Collection entries
----
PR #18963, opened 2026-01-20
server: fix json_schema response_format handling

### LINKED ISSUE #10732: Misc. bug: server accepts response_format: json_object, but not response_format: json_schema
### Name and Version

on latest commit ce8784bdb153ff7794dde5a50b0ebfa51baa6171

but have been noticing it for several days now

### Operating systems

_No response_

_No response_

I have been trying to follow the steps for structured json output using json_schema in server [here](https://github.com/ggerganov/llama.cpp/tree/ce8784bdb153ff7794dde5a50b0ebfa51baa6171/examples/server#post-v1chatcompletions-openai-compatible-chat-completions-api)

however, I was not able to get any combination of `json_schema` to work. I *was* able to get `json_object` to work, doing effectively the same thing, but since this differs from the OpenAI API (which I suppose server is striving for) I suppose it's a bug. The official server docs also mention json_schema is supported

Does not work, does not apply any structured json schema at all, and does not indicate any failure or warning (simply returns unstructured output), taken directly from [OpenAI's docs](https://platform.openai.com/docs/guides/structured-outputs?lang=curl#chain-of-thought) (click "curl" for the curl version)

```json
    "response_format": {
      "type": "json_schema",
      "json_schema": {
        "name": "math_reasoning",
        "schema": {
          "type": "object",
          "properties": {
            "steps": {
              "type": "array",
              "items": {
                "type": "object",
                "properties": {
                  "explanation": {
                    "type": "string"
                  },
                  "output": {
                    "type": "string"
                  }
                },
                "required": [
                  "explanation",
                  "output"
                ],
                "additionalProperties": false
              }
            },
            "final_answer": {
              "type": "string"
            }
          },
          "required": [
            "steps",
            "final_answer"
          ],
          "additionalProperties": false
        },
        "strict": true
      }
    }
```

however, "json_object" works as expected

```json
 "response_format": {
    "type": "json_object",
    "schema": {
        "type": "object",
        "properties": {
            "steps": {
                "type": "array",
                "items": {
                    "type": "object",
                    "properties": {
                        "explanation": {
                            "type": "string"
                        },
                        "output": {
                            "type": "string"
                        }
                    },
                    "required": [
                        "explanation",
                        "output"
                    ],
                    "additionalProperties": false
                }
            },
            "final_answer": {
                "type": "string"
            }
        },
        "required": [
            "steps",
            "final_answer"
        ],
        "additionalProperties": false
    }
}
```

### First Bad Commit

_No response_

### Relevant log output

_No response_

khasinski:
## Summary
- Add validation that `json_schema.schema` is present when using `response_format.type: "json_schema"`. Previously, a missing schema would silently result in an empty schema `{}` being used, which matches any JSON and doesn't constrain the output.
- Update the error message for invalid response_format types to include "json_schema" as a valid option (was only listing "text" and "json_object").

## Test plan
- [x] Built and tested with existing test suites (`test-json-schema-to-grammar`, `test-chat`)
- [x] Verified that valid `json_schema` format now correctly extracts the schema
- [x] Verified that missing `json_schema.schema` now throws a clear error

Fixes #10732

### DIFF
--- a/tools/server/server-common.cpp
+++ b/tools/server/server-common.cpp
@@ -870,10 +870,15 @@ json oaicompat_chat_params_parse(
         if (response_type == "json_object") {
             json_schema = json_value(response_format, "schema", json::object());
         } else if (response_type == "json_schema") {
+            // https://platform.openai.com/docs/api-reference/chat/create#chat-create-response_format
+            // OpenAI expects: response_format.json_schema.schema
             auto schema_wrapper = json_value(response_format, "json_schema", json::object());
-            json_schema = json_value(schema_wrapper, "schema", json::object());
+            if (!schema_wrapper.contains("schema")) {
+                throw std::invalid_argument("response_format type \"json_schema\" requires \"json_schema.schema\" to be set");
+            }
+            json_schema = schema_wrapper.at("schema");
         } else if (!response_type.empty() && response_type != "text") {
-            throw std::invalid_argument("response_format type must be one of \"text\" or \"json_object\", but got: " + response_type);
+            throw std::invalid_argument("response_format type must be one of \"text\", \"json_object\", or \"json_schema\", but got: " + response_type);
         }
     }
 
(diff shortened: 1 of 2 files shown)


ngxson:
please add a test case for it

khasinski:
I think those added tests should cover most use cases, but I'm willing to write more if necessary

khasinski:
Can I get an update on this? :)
----
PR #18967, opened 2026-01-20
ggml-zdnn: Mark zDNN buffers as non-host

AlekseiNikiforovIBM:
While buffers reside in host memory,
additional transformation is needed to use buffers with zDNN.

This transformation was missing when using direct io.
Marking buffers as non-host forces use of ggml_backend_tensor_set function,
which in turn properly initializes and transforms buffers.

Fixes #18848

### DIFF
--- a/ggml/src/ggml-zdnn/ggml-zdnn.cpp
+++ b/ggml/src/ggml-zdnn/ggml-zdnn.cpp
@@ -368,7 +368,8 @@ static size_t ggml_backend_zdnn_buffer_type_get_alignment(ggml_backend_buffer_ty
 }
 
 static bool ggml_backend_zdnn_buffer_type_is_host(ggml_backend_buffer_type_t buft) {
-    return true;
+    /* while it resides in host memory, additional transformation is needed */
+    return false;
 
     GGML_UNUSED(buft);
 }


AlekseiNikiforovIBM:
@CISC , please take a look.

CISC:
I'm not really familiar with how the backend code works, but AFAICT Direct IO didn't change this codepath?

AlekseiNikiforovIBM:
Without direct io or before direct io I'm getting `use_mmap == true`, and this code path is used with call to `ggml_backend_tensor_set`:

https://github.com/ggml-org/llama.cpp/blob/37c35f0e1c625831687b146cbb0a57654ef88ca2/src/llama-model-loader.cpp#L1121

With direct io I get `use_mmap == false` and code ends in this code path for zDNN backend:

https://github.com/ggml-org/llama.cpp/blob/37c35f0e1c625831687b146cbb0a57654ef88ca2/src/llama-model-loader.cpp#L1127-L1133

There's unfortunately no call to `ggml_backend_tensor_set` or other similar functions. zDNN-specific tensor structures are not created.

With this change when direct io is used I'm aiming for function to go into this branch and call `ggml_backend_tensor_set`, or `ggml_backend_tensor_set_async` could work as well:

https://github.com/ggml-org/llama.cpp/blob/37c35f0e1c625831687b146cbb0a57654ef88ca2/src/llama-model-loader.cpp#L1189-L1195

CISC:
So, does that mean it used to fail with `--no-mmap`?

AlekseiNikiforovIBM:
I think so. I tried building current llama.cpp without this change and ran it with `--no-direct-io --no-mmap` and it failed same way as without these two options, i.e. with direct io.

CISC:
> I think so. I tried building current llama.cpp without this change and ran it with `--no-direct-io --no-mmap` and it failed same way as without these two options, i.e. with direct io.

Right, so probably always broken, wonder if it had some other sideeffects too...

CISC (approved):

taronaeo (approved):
----
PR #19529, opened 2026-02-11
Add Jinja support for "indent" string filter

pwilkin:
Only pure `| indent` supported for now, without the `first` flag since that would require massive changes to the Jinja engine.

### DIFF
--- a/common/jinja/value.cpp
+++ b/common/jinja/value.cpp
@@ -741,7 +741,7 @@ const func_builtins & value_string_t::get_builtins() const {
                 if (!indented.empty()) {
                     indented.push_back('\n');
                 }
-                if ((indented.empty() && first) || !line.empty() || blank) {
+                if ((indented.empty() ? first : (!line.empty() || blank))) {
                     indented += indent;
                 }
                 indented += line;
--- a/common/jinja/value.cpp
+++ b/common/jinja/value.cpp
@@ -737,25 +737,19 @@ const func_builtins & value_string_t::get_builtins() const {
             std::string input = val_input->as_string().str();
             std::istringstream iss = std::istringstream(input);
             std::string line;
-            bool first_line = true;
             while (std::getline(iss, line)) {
----
## WORK REQUEST
Determine the number of lines in the data that contain "must" as a word or string, and state only that number.

## WRITTEN REPLY
2